Output only the lines of the entries that follow, starting at the one with "passing (original scope)." and running down to the one with "without the fix.", both included and unchanged.

**** DATA FOR THE TASK ****

PR #4856, opened 2026-06-16
fix(home): deterministic org resolution for /me & /governance, closing the deferred bare-nav gap (#5278)

### LINKED ISSUE #5278: Governance UI visible/usable for orgs where release_ui_ai_governance_enabled is off (ambient org resolution drift)
## Summary

Customer report: users can see and use the AI Governance UI (`/me`, `/governance`, `/settings/governance/*`) even though `release_ui_ai_governance_enabled` is **off** for their organization. The report specifically called out landing on the personal workspace (`/me`) as where this shows up.

## Root cause

`/me`, `/governance`, and `/settings/governance/*` are org-scoped pages. They resolve "current organization" via `useOrganizationTeamProject`:

```
organizations.data.find(org => org.id == localStorageOrganizationId) ?? organizations.data[0]
```
`src/hooks/useOrganizationTeamProject.ts:194-198`

`organizations.data[0]` is not deterministic: `PrismaOrganizationRepository.getAllForUser` (`src/server/app-layer/organizations/repositories/organization.prisma.repository.ts:274-337`) runs a plain `findMany` with **no `orderBy`**, so Postgres gives no ordering guarantee.

This "current organization" is exactly what feeds the `release_ui_ai_governance_enabled` check in both:
- the nav item — `src/components/sidebar/GovernSection.tsx:24-46`
- the page guard — `src/components/WithFeatureFlagGuard.tsx:47-60`

So for a **multi-organization user**, whenever `selectedOrganizationId` in localStorage doesn't resolve to a real membership (cleared storage, new device/browser, or direct/bookmarked navigation to a bare `/me` with no `?org` param), the page can land on an arbitrary *other* org the user belongs to instead of their intended one. If that other org happens to have the flag on, the user sees governance while believing they're looking at their own (flag-off) workspace.

Multi-org membership is a first-class, supported flow here (`/invite/accept`, the per-org "My Workspace" switcher in `useWorkspaceData.ts`), not an edge case — this isn't limited to internal/test accounts.

## Prior art / related

This exact gap was identified and explicitly deferred in #4856 (`feat/me-redirect-org-alignment`), which fixed the *post-login* `/` → `/me` redirect case by carrying `?org=<slug>` so the page re-pins to the resolver's org. That PR's description calls out the remaining gap directly:

> Direct navigation to a bookmarked bare `/me` (no `?org`) can still resolve the wrong org for a multi-org user whose selection has drifted — out of scope here; the reported break is the post-login `/` → `/me` redirect, which this fixes deterministically. A guard-level "fall back to any flag-on org instead of 404ing" would close that too but needs multi-org flag evaluation; deferred.

This issue tracks closing that deferred gap — the same underlying "ambient org resolution can drift" problem, in the opposite direction (grants access instead of 404ing).

## Ruled out

Checked the newer per-org/per-project feature-flag targeting-rules system (`src/server/featureFlag/rules.ts`, `featureFlagStore.postgres.ts`, #4134) as an alternative explanation — an operator rule with an empty/wildcard `match` would also silently enable a flag broadly. Ruled out as the cause here: that would flip the flag for every org uniformly and has no relationship to navigation path or "personal workspace," which doesn't match the reported symptom.

## Suggested fix

Make `getAllForUser`'s result deterministic — order by the user's own earliest `OrganizationUser.createdAt` (oldest membership first) — so the `organizations.data[0]` fallback always resolves to the user's original/primary org instead of an unordered DB pick. Add regression coverage for: a user in two orgs (flag off on their primary/first-joined org, flag on on a later-joined org) landing on a bare `/me` with no matching `selectedOrganizationId` must resolve to the flag-off org.

## Affected paths

- `src/hooks/useOrganizationTeamProject.ts:194-198`
- `src/server/app-layer/organizations/repositories/organization.prisma.repository.ts:274-337`
- `src/components/sidebar/GovernSection.tsx:24-46`
- `src/components/WithFeatureFlagGuard.tsx:47-60`

sergioestebance:
## Why

`/me` and `/governance` are org-scoped pages: they resolve their active organization ambiently (from `selectedOrganizationId` in localStorage, or a fallback), independently of whatever destination the persona resolver picked. Two related bugs come from that:

1. **Post-login redirect drift** (original scope of this PR): a governance-enabled user could be sent to `/me` but the page re-resolved a different, non-governance org and 404'd.
2. **Ambient org fallback is non-deterministic** (closes #5278): when no `?org` param and no `selectedOrganizationId` match exists — a bare/bookmarked `/me` visit, cleared storage, a new device — the page falls back to `organizations[0]`, and that array had no guaranteed order. A multi-org user could land on an arbitrary org instead of their real one. If that arbitrary org happens to have `release_ui_ai_governance_enabled` on, the user sees governance while believing they're in their own (flag-off) org — access without the flag being active for the org they think they're in.

This PR now fixes both — the second was explicitly flagged as deferred in the original version of this PR ("Direct navigation to a bookmarked bare `/me`... out of scope here... deferred").

## What changed

- `resolveHomeDestination` appends `?org=<slug>` for `/me`/`/governance` destinations so `useOrgQueryParamSelection` re-pins the page to the resolver's org on landing (original scope, unchanged).
- `PrismaOrganizationRepository.getAllForUser` now returns organizations sorted deterministically by the calling user's earliest `OrganizationUser.createdAt`, with an id-based tie-breaker when timestamps are exactly equal (e.g. bulk invite/seed in the same transaction). Previously this was a plain `findMany` with no `orderBy`, so `organizations[0]` — the fallback "current org" used throughout `useOrganizationTeamProject`, `GovernSection`, and `WithFeatureFlagGuard` — reflected Postgres's incidental order, not the user's actual primary org.

## How it works

Prisma can't express "order this top-level `organization.findMany` by a nested to-many relation's scalar field, filtered to one userId" in a single query (`orderBy` on a to-many relation only supports `_count`). So the sort happens in JS after the query, reading each org's already-userId-filtered `members[0].createdAt`.

## Test plan

- `resolveHomeDestination.unit.test.ts` — unchanged, still 14 passing (original scope).
- New `organization.prisma.repository.membership-order.integration.test.ts`:
  - Confirms `getAllForUser` returns the earlier-joined org first, with both `OrganizationUser` and `Organization` row insertion order deliberately reversed relative to the correct (createdAt) answer — so a pass can only come from the sort, not incidental DB order. Fails without the fix.
  - Confirms the tie-breaker: 5 organizations sharing one identical `createdAt`, asserting the full result is in ascending lexicographic id order — a coincidental incidental-order pass is ~1/120, not a coin flip (this was a code-review finding on an earlier 2-org version of the test, since `Organization.id` is a random nanoid, not insertion-correlated like cuid).
- `pnpm typecheck`: 0 errors.

## Anything surprising?

- **Residual limitation, not a full fix**: ordering by "earliest membership" is a heuristic for "the user's primary org," not a stored fact. A user who joined a flag-on trial/demo org before their real company org would still land on that org first — deterministically now, instead of randomly. Closing that fully would need an explicit stored default-org concept, which is out of scope here.
- The pre-existing `organization.prisma.repository.governance-filter.integration.test.ts` currently fails in this dev environment — but only in `beforeAll`'s `prisma.project.create()`, due to unrelated shared-dev-Postgres schema drift (the `PIIRedactionLevel` enum/column on `Project` doesn't exist despite `_prisma_migrations` claiming that migration ran). Confirmed unrelated to this diff (which touches only the organizations repository and its own tests) and predates this branch — not something this PR fixes.

Closes #5278

### DIFF
--- a/langwatch/src/pages/index.tsx
+++ b/langwatch/src/pages/index.tsx
@@ -54,6 +54,10 @@ export default function Index() {
           governanceUiEnabled: resolved.data.governanceUiEnabled,
           lastVisitedHomeKind,
           lastProjectSlug: project?.slug ?? null,
+          // The org the resolver ran against; carried onto /me and /governance
+          // so the org-scoped page re-pins to it instead of 404ing behind its
+          // feature-flag guard when the selected project's org has drifted.
+          organizationSlug: organization?.slug ?? null,
         }),
       );
       return;
--- a/langwatch/src/server/app-layer/organizations/__tests__/organization.prisma.repository.membership-order.integration.test.ts
+++ b/langwatch/src/server/app-layer/organizations/__tests__/organization.prisma.repository.membership-order.integration.test.ts
@@ -1,4 +1,4 @@
-import { type Organization, type User } from "@prisma/client";
+import type { Organization, User } from "@prisma/client";
 import { nanoid } from "nanoid";
 import { afterAll, beforeAll, describe, expect, it } from "vitest";
 import { prisma } from "~/server/db";
@@ -93,7 +93,10 @@ describe("PrismaOrganizationRepository — membership order determinism (#5278)"
 
   afterAll(async () => {
     await prisma.organizationUser.deleteMany({
-      where: { userId: testUser.id, organizationId: { in: [orgA.id, orgB.id] } },
+      where: {
+        userId: testUser.id,
+        organizationId: { in: [orgA.id, orgB.id] },
+      },
     });
     await prisma.organization.deleteMany({
       where: { id: { in: [orgA.id, orgB.id] } },
--- a/langwatch/src/server/app-layer/organizations/__tests__/organization.prisma.repository.membership-order.integration.test.ts
+++ b/langwatch/src/server/app-layer/organizations/__tests__/organization.prisma.repository.membership-order.integration.test.ts
@@ -1,0 +1,206 @@
+import { type Organization, type User } from "@prisma/client";
+import { nanoid } from "nanoid";
+import { afterAll, beforeAll, describe, expect, it } from "vitest";
+import { prisma } from "~/server/db";
+import { PrismaOrganizationRepository } from "../repositories/organization.prisma.repository";
+
+/**
+ * Regression test for issue #5278.
+ *
+ * `PrismaOrganizationRepository.getAllForUser` runs a `findMany` on
+ * `Organization` with no `orderBy`, so Postgres/Prisma make no guarantee
+ * about the order of the returned rows. Client code
+ * (`useOrganizationTeamProject.ts`) falls back to `organizations.data[0]`
+ * as the user's "current org" whenever `localStorage`'s
+ * `selectedOrganizationId` doesn't match a real membership — and that
+ * fallback feeds the `release_ui_ai_governance_enabled` feature-flag
+ * check on `/me` and `/governance`. Without a deterministic order, which
+ * org lands in slot 0 (and therefore which org's flags gate those pages)
+ * is effectively random.
+ *
+ * This test seeds two orgs with `OrganizationUser` membership rows
+ * inserted in one order (orgB first, orgA second) but with `createdAt`
+ * timestamps that disagree with that insertion order (orgA joined a day
+ * before orgB). It only passes if `getAllForUser` actually orders
+ * organizations by the user's membership `createdAt` (earliest first)
+ * rather than relying on incidental physical/insertion order.
+ */
+describe("PrismaOrganizationRepository — membership order determinism (#5278)", () => {
+  let repository: PrismaOrganizationRepository;
+  let orgA: Organization;
+  let orgB: Organization;
+  let testUser: User;
+  const testNamespace = `membership-order-${nanoid(8)}`;
+
+  beforeAll(async () => {
+    repository = new PrismaOrganizationRepository(prisma);
+
+    testUser = await prisma.user.create({
+      data: {
+        email: `membership-order-test-${testNamespace}@example.com`,
+        name: `Test User ${testNamespace}`,
+      },
+    });
+
+    // NOTE: `getAllForUser` queries `Organization.findMany` directly (not
+    // via `OrganizationUser`), so an unordered Postgres result tends to
+    // follow the *Organization* row's own insertion/physical order — not
+    // just the `OrganizationUser` membership row order. Create orgB's
+    // Organization row FIRST (and orgA's SECOND) so physical/insertion
+    // order for the queried table also disagrees with the correct
+    // (createdAt-based) answer; otherwise the assertion below could pass
+    // by accident of Organization row order rather than because the
+    // repository actually orders by membership createdAt.
+    orgB = await prisma.organization.create({
+      data: {
+        name: `Org B ${testNamespace}`,
+        slug: `org-b-${testNamespace}`,
+      },
+    });
+
+    orgA = await prisma.organization.create({
+      data: {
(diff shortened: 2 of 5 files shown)


rogeriochaves (dismissed):

langwatch-agent:

**Scariest prod risk:** slot `[0]` of `getAllForUser` gates the `release_ui_ai_governance_enabled` flag on `/me` & `/governance`. In the `isDemo` branch an org included via `teams/demoProjectId` has an empty `members[]`, so `members[0]?.createdAt ?? 0` sorts it to the FRONT — verify a demo/flag-on org cannot land in slot 0 for a real user and expose governance.

- `[Must Check]` `organization.prisma.repository.ts` `getAllForUser` sort — the `members` include IS filtered to `userId` (good), but confirm the `?? 0` demo-branch fallback ordering is harmless given slot 0 feeds the flag guard.
- `[Must Check]` `pages/index.tsx` + `useOrgQueryParamSelection` — verify appending `?org=<slug>` on `/me`/`/governance` re-pins without a redirect loop when the resolver's org itself lacks the governance flag.
- `[Probably Fine]` id-based tie-breaker for identical `createdAt`.

- For an `isDemo` user, does the empty-`members` org sorting to slot 0 change which org the demo pages resolve, or is demo selection always via `.find()` (not `[0]`)?

Aryansharma28 (changes requested):
## Review Summary

The deterministic-sort fix for `getAllForUser` (#5278) is solid and well-tested. The JS post-sort using `members[0]?.createdAt` (already filtered to `userId` by Prisma's `include.members.where`) is correct, the `?? 0` fallback for the demo-org branch is safe, and the 206-line integration test is one of the more carefully designed regression tests I've seen — reversed insertion vs. creation order, 5-org tie-breaker with 1/120 false-positive odds.

**However, the core mechanism for bug 1 (redirect drift) has a structural gap.**

### [BLOCKER] `?org=` param is written but never consumed

`withOrganizationParam()` appends `?org=<slug>` to `/me` and `/governance` destinations (`resolveHomeDestination.ts` line 82). The PR description says this lets `useOrgQueryParamSelection` re-pin the page to the resolver's org. **This hook does not exist.** After exhaustive search: `router.query.org` is never read by `useOrganizationTeamProject`, `usePersonalContext`, `MyLayout`, or `DashboardLayout`. The `/me` page continues to resolve its org via `selectedOrganizationId` in localStorage, then `organizations.data[0]` — completely ignoring `?org=`. The param is dead code. Bug 1 is unfixed at the page layer despite being addressed at the redirect layer.

### [BLOCKER] `detectedFallback` path bypasses `resolveHomeDestination`

`pages/index.tsx` line 53: `router.replace(detectedFallback ? "/me" : resolved.data.destination)` — the `lastVisitedHomeKind=personal` fallback hardcodes `"/me"` as a string literal rather than routing through `resolveHomeDestination`. Even if a `?org=` consumer were added, users redirected via this path would still land on bare `/me` without an org hint.

### What's working well

- `getAllForUser` sort is correct and the comment accurately explains the Prisma to-many `orderBy` limitation. [PRAISE]
- Integration test design is exemplary — double-reversed insertion/creation order ensures the test cannot pass accidentally. [PRAISE]
- `encodeURIComponent(organizationSlug)` is properly used; no XSS surface from slug injection. [NIT: the reserved-char test fixture is a bit artificial]
- No multitenancy violations — all Prisma queries maintain proper user-scoped predicates.
- CI fully green.

**Recommend requesting changes**: the `?org=` mechanism needs a consumer hook that reads the slug, resolves it to an org id, and sets `selectedOrganizationId` before the param is stripped. Without it, the redirect-drift fix is incomplete.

****

● ANSWER SPACE
- `resolveHomeDestination.unit.test.ts` — unchanged, still 14 passing (original scope).
- New `organization.prisma.repository.membership-order.integration.test.ts`:
  - Confirms `getAllForUser` returns the earlier-joined org first, with both `OrganizationUser` and `Organization` row insertion order deliberately reversed relative to the correct (createdAt) answer — so a pass can only come from the sort, not incidental DB order. Fails without the fix.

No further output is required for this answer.